I was thinking about what Joseph may have been thinking about in that underground prison... how every time he hits a new low, as soon as things look up, the new low reaches even lower. Think about it, he had been taken by his brothers, thrown in a pit and left for dead, then they brought him out only to sell him into slavery. He was purchased by an Egyptian, and as soon as Joseph had gained the Egyptians trust, the wife falsely accuses him of trying to sleep with her, then he's thrown into prison! I can just picture Joseph praying to God in that cell "Where are you? Why did you allow this? Why is this happening?" because we know, Joseph didn't go to Sunday school with us, he doesn't know what's going to happen next, and the position of power he will soon be in. All he knows is that his family betrayed him, is employer/owner threw him out, and now he's sitting in a deep, dark, damp prison in a foreign land, wondering what's going to go wrong next.
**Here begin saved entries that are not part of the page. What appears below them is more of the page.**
PR #230, opened 2020-11-24
test: add simulated power management failures in testing mode

smira:
This injects power management failures in Sfyra (under test). By default
failures are not injected.

Two class of failures are supported:

* explicit (when client returns an error)
* silent (when client doesn't do the job, but error is not returned)


rsmitty (dismissed):

andrewrynhard (approved):

smira:
I don't want to merge this PR just yet until we have a better stability of Sidero, as this might introduce some failures into Sfyra we would have to dig into to understand if it's introduced failure or what not. should be easy enough to merge it later

sfyra/cluster.yaml
```diff
@@ -0,0 +1,108 @@
+apiVersion: cluster.x-k8s.io/v1alpha3
```
smira, line 1: TODO: remove this

PR #249, opened 2020-12-10
feat: send heartbeat from agent while wipe is in progress

Unix4ever:
This allows to manage 'wipe timeout' better - no matter how long wiping
might take, we just have to wait for reboot timeout, which is 20 minutes by default, and
then if wipe 'heartbeat' never came, we can treat that as timeout and restart
the PXE reboot sequence.

Fixes: https://github.com/talos-systems/sidero/issues/235


app/metal-controller-manager/cmd/agent/main.go
```diff
@@ -247,7 +248,48 @@ func mainFunc() error {
...
+
+		go func() {
+			defer wg.Done()
+
+			for {
+				select {
+				case <-ticker.C:
+					callCtx, cancel := context.WithTimeout(ctx, heartbeatInterval)
+
+					if _, err := client.WipeHeartbeat(callCtx, &api.WipeHeartbeatRequest{Uuid: uuid.String()}); err != nil {
```
smira, line 277: I think we should send first heartbeat asap, without waiting for the first interval so that once agent boots up, it resets the timeout

(should be as easy as moving this code out of `select` to the `for` loop before `select`

app/metal-controller-manager/internal/api/api.proto
```diff
@@ -42,11 +43,14 @@ message Address {
 message CreateServerResponse {
   bool wipe = 1;
   bool insecure_wipe = 2;
+  double reboot_timeout = 3;
 }
 
 message MarkServerAsWipedRequest { string uuid = 1; }
+message WipeHeartbeatRequest { string uuid = 1; }
```
andrewrynhard, line 50: I think we should keep this generic and just call it `Heartbeat`. I can see the heartbeat being useful outside of wiping.

andrewrynhard (commented):
Looks great. This should be a `feat` IMO.

smira (approved):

I can just see God, whispering in His infamously still small voice... "I'm not done with you yet, I'm still writing your story, just trust me and don't give up... be strong and courageous..."

I was amazed at how this story, that I've heard since I was a little kid, could still effect me and help me this much. As hard as the past few weeks/month's have been, I'm going to try to be strong and courageous with God's help. I'm going to trust that he's still writing my story, and I'm not going to give up.